[Saved entries]
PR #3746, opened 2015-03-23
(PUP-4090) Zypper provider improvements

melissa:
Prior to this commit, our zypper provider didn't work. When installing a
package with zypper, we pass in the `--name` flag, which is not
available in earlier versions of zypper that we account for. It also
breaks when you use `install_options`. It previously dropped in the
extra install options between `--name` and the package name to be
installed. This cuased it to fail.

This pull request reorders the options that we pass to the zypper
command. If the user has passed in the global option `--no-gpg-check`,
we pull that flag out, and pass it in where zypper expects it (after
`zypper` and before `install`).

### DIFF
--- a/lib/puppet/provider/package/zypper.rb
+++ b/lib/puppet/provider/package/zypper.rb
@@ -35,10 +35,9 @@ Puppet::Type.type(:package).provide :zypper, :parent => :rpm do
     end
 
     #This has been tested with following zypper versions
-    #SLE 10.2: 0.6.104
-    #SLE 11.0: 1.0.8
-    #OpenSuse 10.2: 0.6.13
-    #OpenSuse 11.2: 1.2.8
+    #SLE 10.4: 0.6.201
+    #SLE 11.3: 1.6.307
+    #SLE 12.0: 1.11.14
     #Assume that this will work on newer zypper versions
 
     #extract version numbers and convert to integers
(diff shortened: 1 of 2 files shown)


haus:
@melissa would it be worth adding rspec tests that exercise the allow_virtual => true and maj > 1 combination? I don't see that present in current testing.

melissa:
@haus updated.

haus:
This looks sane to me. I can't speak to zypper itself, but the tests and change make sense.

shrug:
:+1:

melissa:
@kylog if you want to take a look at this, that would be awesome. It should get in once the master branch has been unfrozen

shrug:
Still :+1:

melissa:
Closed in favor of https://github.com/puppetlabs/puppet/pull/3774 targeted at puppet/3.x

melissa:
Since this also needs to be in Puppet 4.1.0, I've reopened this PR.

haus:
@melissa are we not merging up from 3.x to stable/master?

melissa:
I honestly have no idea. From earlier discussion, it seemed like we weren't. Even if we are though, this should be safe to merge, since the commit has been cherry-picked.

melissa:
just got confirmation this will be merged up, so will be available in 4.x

■ EXERCISE DETAILS ■
Among the entries above, how many lines contain the string "also"? Write the number alone.

■ SOLUTION TO THIS PROBLEM ■
2